Mi sembra che in questo caso sia solo una coincidenza che il "se" romano sia omografo e omofono della congiunzione "se" ma sono due parole completamente diverse!
Mentre nel romanesco più verace si userebbe "si" al posto della congiunzione "se". (abbastanza raro adesso nella città di Roma)

Invece longplay ha fatto l'esempio di un altro "se" omografo e omofono, che sostituisce appunto "ci" nella parlata tra amici.

Anche in italiano "se" congiunzione e "sé" pronome sono parole completamente diverse, anche se omofone! Solo che siccome l'italiano è una lingua con ortografia standard codificata, le due parole si distinguono per l'accento grafico. 
Mentre il romanesco come tutti i dialetti non ha un'ortografia standard (perfino Belli e Trilussa usavano ortografie molto differenti), e quindi non c'è un modo per distinguere questo "se" graficamente.

La differenza fondamentale, come dicevo prima, è l'intonazione, che pure questa è molto variabile a seconda degli accenti regionali, anzi direi che è proprio l'aspetto che varia di più.
Il mio "se" nel senso di "non di balle" si pronuncia con un'intonazione completamente diversa dal "se" congiunzione.
Ed è anche diversa dal "sì" ironico strascicato fino a "se"...
Ma purtroppo non riesco a riprodurre l'intonazione con lo scritto...

Infine riformulo le mie frasi 1) e 2) con solo il "se" senza aggiunte... voglio vedere se interpretate in modo diverso. 

1 tris) "Quel film è proprio bello!"
"Se..."

2 tris) "Ieri ho rimorchiato 10 ragazze in discoteca!"
"Seeeee..."


----------



## ☺

Young, io l'ho sempre scritto con la *h *finale (che in effetti si sente anche nella pronuncia).
Infatti magicamente... http://www.google.it/search?aq=f&sourceid=chrome&ie=UTF-8&q=seh#hl=it&sclient=psy-ab&q=seh+vabb%C3%A8&oq=seh+vabb%C3%A8&aq=f&aqi=&aql=&gs_l=serp.3...23501l25101l1l25467l5l5l0l0l0l0l759l2094l5-1j2l3l0.frgbld.&pbx=1&bav=on.2,or.r_gc.r_pw.r_qf.,cf.osb&fp=1f7024af05027f02&biw=1242&bih=394
http://www.google.it/search?aq=f&so....,cf.osb&fp=1f7024af05027f02&biw=1242&bih=430


----------



## violadaprile

L'acca si usa in tutte le interiezioni con funzione di allungamento finale.


----------



## longplay

☺ said:


> Young, io l'ho sempre scritto con la *h *finale (che in effetti si sente anche nella pronuncia).
> Infatti magicamente... http://www.google.it/search?aq=f&so....,cf.osb&fp=1f7024af05027f02&biw=1242&bih=394
> http://www.google.it/search?aq=f&so....,cf.osb&fp=1f7024af05027f02&biw=1242&bih=430



Penso che sia un modo diffuso di rappresentare il "see !" nel web, ma non l'ho trovato su nessun dizionario, probabilmente perché il "se" non ha valore di interiezione.
Si può sempre tentare una proposta alla "Crusca" , ma si tratta di una forma gergale/dialettale della quale, francamente, non so nemmeno la grafia. Migliori saluti.

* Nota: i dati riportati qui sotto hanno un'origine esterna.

PR #334, opened 2017-05-03
Extend the experimental memory block merging optimisation.

nqpz:
Now set the environment variable `MEMORY_BLOCK_MERGING` to `1` to enable the optimisation in all tools.

Also:

  + Add more tests, and move the existing ones a little around.
  + Make the debug printing more readable.

Running `MEMORY_BLOCK_MERGING=1 futhark-test tests/memory-block-merging` shows that not all the 27 tests in the directory pass with the optimisation enabled.  Some of the bugs seem to have easy fixes, but some of them maybe don't.  (They all pass without the optimisation enabled.)

This is very much work in progress.


coancea:
I have pulled, but I found only 20 (instead of 27) tests and all are 
passing (?)

What is going on?

Cosmin

coancea:
now you're talking. Thank you!

coancea:
The invalid tests have two causes:

1. One you are aware of: the existential context of if/loop statements, 
which needs to be filtered.
     (I have seen your FIXME comment in `transformStmt`)

2. Most tests fail because the code generation does not use the third 
(FreeVarSubsts) field of Coalesced.
     See DataStructs.hs:

    `type FreeVarSubsts = M.Map VName (ExpMem.PrimExp VName)`

    `data Coalesced = Coalesced CoalescedKind -- the kind of coalescing
                                ArrayMemBound -- destination mem_block 
info @f_m_x[i]@ (must be ArrayMem)
                                FreeVarSubsts -- substitutions for free 
vars in index function`

     For every pattern element (and FParam) we would need to:
         a) generate a new integer identifier for every key in its 
FreeVarSubsts (`newIdent`)
         b) substitute the new identifier name for the key in the new 
index function (`substituteNames`)
         c) generate statements that binds the new identifier to their 
corresponding PrimExp
             (`primExpToExp`, but this requires a MonadBinder monad)

    Am I correct Troels?

    This would solve most of the cases except for one like in 
blk-chain2.fut:
     `let b       = map (+i1) a
      let ind1    = z[k,i1,i2] - i1 -- i1 + 1
      let u[ind1] = b`

    because the `PrimExp` datatype cannot represent the array-indexing 
expression `z[k,i1,i2]`,
    and as such translating ind1 before the definition of `b` will fail...

So, what do you (Niels and Troels) think?
Should we use the current support or should we get rid entirely of the 
`FreeVarSubsts` field and
rely on an aggressive hoisting of math computations instead?

Cosmin

Athas:
Right, you'll need to create them as bindings.

I'm not sure what you mean by "code generation" in this context.

We could also extend the PrimExp representation to permit array indexing.  As long as the result is a scalar, it shouldn't be a problem.  Will require a little extra care in code generation (*actual* code generation, as in the GenericC module), but nothing we can't do if it saves work elsewhere.

coancea:
Ok, so I inlined the substitutions directly in the index function such that all frevarsubst maps are now empty.
(Next step would be to remove them completely from representation and simplify the translation part since no new statements need to be generated).

There is now (only) one test that does not validate however: misc/if-ip-concat-1.fut, which passes type-checking but produces an incorrect result. We need to take a deeper look at it!

nqpz:
On Fri, 05 May 2017 16:45:49 -0700, Cosmin wrote:
> Ok, so I inlined the substitutions directly in the index function such that all frevarsubst maps are now empty.
> (Next step would be to remove them completely from representation and simplify the translation part since no new statements need to be generated).

OK.  I just removed the use of FreeVarSubsts in the MemoryBlockMerging
module, so it's fine if you remove it from the representation.

> There is now (only) one test that does not validate however: misc/if-ip-concat-1.fut, which passes type-checking but produces an incorrect result. We need to take a deeper look at it!

Right!

PR #341, opened 2017-05-16
Allow underscores in numeric literals

samrat:
Changes to lexer and runtime for this issue: https://github.com/HIPERFIT/futhark/issues/292

- Change Lexer.x to allow underscores in both integers and floats
- Update runtime systems(reader.h and reader.py)
- Update language reference
- Add tests


Athas:
Looks good to me, thanks!

PR #350, opened 2017-06-16
Futlib Sobol library

melsman:
Let's discuss the design before merging...


Athas:
There is no reason to have a copyright header for the .fut files - the one in the LICENSE file should suffice (or else we should add it to the other files as well).

It's not clear to me which restrictions are on the sizes of the arrays of a module implementing `sobol_dir`.  If they have to agree in their outer size, maybe something like this would be better:

```
module type sobol_dir = {
  val asm = [](u32,i32,[]u32)
}
```

Of course, this is the kind of hack you normally see in languages without shape annotations.  So maybe this is better:

```
module type sobol_dir = {
  val n: i32
  val a: [n]u32
  val s: [n]i32
  val m: [n][]u32
}
```

PR #376, opened 2017-07-14
Change ranges to produce empty arrays when second element is invalid

Qata:
This PR brings our ranges into line with Haskell's (i.e. `[9,9..20]` produces `[]` in Haskell).
Please point out if I've done something completely wrong, this is my first time touching a compiler.


Qata:
This PR brings our ranges into line with Haskell's (i.e. `[9,9..20]` produces `[]` in Haskell).

src/Language/Futhark/TypeChecker/Terms.hs
```diff
@@ -536,7 +536,12 @@ checkExp (Range start maybe_step end loc) = do
   let start_t = toStructural $ typeOf start'
   maybe_step' <- case maybe_step of
     Nothing -> return Nothing
-    Just step -> Just <$> (require [start_t] =<< checkExp step)
+    Just step -> do
+      case (start, step) of
+        ((Literal (SignedValue (Int32Value x)) _), (Literal (SignedValue (Int32Value y)) _)) -> do
+          when (x == y) $ warn loc "First and second element of range are identical, this will produce an empty array."
```
Athas: Why only warn if they are the same 32-bit integer?  For any expression `e`, `[e..e...]` will produce an empty array (unless `e` itself fails first).  You could warn whenever `start==step`.

src/Futhark/Internalise.hs
```diff
@@ -419,46 +419,59 @@ internaliseExp desc (E.Range start maybe_second end _) = do
...
-  distance <- letSubExp "distance" $
-              I.If downwards (resultBody [down_distance]) (resultBody [up_distance])
-              [I.Prim $ IntType it]
-  num_elems_maybe_neg <- letSubExp "num_elems_maybe_neg" $ I.BasicOp $ I.BinOp (I.SDiv it) distance step
-  num_elems <- letSubExp "num_elems" $ I.BasicOp $ I.BinOp (I.SMax it) zero num_elems_maybe_neg
-
-  pure <$> letSubExp desc (I.BasicOp $ I.Iota num_elems start' step it)
+              subtracted_step <- letSubExp "subtracted_step" $ I.BasicOp $ I.BinOp (I.Sub it) second' start'
+              case (start', second') of
+                (Constant (IntValue (Int32Value x)), Constant (IntValue (Int32Value y)))
```
Athas: Why this special case for when `start'` and `second'` are integers?  Your computation of `same_step` below should work in all cases, and the simplifier will constant-fold the branch away if they turn out to be integers at some point.

In general, since Futhark is such an aggressively optimising compiler, the philosophy is to keep passes such as the internaliser as simple as possible, and let the specialised optimisation passes deal with cleaning up the code.

Athas:
Also, the style police on Travis found some minor issues: https://travis-ci.org/HIPERFIT/futhark/jobs/253493546#L1536

Athas:
Another thing, could you also update the language reference (docs/language-reference.rst) to mention this behaviour?

As an aside, I don't think this is how Haskell behaves: `[9,9..20]` produces an infinite list, not an empty one.  That's not really an option for us, though, and perhaps empty lists are better than error.

Qata:
Oh I misremembered how Haskell does it, but yeah, since it's not an option it'd be good to have this defined behaviour instead.

src/Futhark/Internalise.hs
Qata: The speciality is mistakenly for integers, it's intended to be for constants to eek out the tiniest bit more speed in compiled code by leaving out the `If` branch. Should I just remove it and let the optimiser take care of it?

Athas: Yes, the optimiser will deal with this.  The generated code should be identical.  If it is not, that is a bug in the optimiser.

Athas:
Could you also add a test case to `tests/range0.fut` to verify your intended behaviour?

src/Language/Futhark/TypeChecker/Terms.hs
Qata: Since `start` and `step` don't conform to `Eq`, should I warn when `(Literal x _, Literal y _) && x == y` and also `(Var x_name _ _, Var y_name _ _) where x_name == y_name`?

Athas: Oh, I forgot that we don't have an `Eq` instance for ASTs.  Should probably fix that one of these days.  In that case, just do as best you can.

Qata:
Okay so I'm finally completely stumped.
For the final line `pure <$> letSubExp "range_step" (I.If step_invalid (resultBody [empty_array]) (resultBody [array]) [...])` I have no idea what to put in the `[ExtType]` array.

Athas:
You have to put the return type of the branch.  If that branch is computing the step integer (rather than an array), then you put `[Prim int32]`.

Qata:
It's computing the array, since we want an empty array when the value is invalid.

Athas:
In that case, you want something like ``staticShapes [IntType it `arrayOfRow` array_length]``.  However, I'm not sure that's the best way to do it, as it is slightly harder to do array optimisations across branches.  It is better to compute the desired size with a branch (that checks whether the step is zero), but leave the actual `iota` unbranched.

Athas:
If you wish to avoid explicit branches entirely, this can probably be done with the use of `SMin`, `SMax`, and `Abs` operations.

Qata:
I've added tests, one of them is failing due to #378 .

Athas:
I fixed #378, but you will have to re-base your patch because some things changed.  Also turned out that I forgot to commit my `tests/range0.fut` in the first place.  Oops.

Qata:
All fixed up!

Yungfun : negli esempi che fai il se=si, se non lo qualifichi dopo. Per eliminare il dubbio, potresti dirlo due volte: "sé...sé. Comunque siamo in thread di italiano, non di
pure forme dialettali .Certe sfumature mi sembrano chiarite. Saluti


----------



## Youngfun

Grazie per le risposte. Anch'io trovo abbastanza logica la grafia "seh" perché è usato quasi come un'interiezione, anziché come vero e proprio "sì" ironico.

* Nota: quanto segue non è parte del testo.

PR #384, opened 2017-07-30
Fix integer division in the Python backend.

nqpz:
Previously, division of two integers would result in a float.

The `//` integer division operator used in the fix works with both Python 3 and Python 2 (at least Python 2.7).

### DIFF
--- a/rts/python/scalar.py
+++ b/rts/python/scalar.py
@@ -22,6 +22,13 @@ def unsigned(x):
   else:
     return np.uint64(x)
 
+def divide_dwim(x, y):
+  t = type(x)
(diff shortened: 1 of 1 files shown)


Athas:
Don't we have the property that all scalars are of numpy types, and can thus just use numpy.floor_divide?

nqpz:
We cannot use numpy.floor_divide for numpy floats.

nqpz:
For example, `numpy.floor_divide(3.0, 2.0)` returns 1.0, which is not what we want.

Athas:
We never call sdivN and udivN with floats - these are signed and unsigned integer division.

nqpz:
Right.

PR #385, opened 2017-07-30
Fix integer division in the Python backend.

nqpz:
Previously, division of two integers could result in a float.

### DIFF
--- a/rts/python/scalar.py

longplay: appunto... ho scoperto solo ora che è dialettale, prima ero convinto che fosse italiano standard...
Tra l'altro fino a poco tempo pensavo che anche il tanto stereotipato "Ah" vocativo fosse italiano standard. 

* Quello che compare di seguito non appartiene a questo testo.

PR #387, opened 2017-08-07
Allow multiple structure tests.

nqpz:
I would like to use this feature.  Is it okay?

### DIFF
--- a/src/Futhark/Test.hs
+++ b/src/Futhark/Test.hs
@@ -63,7 +63,7 @@ data ProgramTest =
               , testAction ::
                    TestAction
               , testExpectedStructure ::
-                   Maybe StructureTest
+                   [StructureTest]
               }
   deriving (Show)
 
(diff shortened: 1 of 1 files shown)


Athas:
When is this useful?

nqpz:
On Mon, 07 Aug 2017 07:43:07 -0700, Troels Henriksen wrote:
> When is this useful?

I want to check that a program has a specific number of alloc statements
both after its sequential CPU compilation pipeline and after its full
GPU compilation pipeline.

The memory block merging algorithms need to treat
first-order-transformed programs differently from kernel-extracted
programs, so having e.g. a `structure cpu` test that passes does not
mean that a `structure gpu` will pass.  It would be useful to be able to
write both structure tests in the same program.

Typically it should be the same number of allocs for both pipelines, so
another approach might be to add a `structure agnostic` field (with a
better name) that would always run it for both pipelines, but that seems
messy.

Però il "se(h)" a differenza del "sì" esprime un significato ironico contrario... era questo che volevo dire...
mentre usando "sì" bisognerebbe dirlo con un tono particolare per far capire l'ironia.


----------



## _Pervinca_

ciao Youngfun,

il "seh" di disaccordo e di incredulità, si usa anche nel Veneto. E' abbastanza diffuso aggiungere anche "... e dopo/e poi?!?" per enfatizzare l'incredulità.

Esempio:

A: "Studio inglese da solo un mese, e parlo già meglio della Regina Elisabetta!"

B: "seh, e dopo?!?!?"

Non è italiano standard, ma l'uso è abbastanza diffuso...


----------



## ABI_666

Io l'ho sentito in Veneto, in Lombardia, nel Lazio e in Puglia, quindi a mio modesto parere è *molto* diffuso... (Anche qui in Lombardia si usa dire "e poi?!")


----------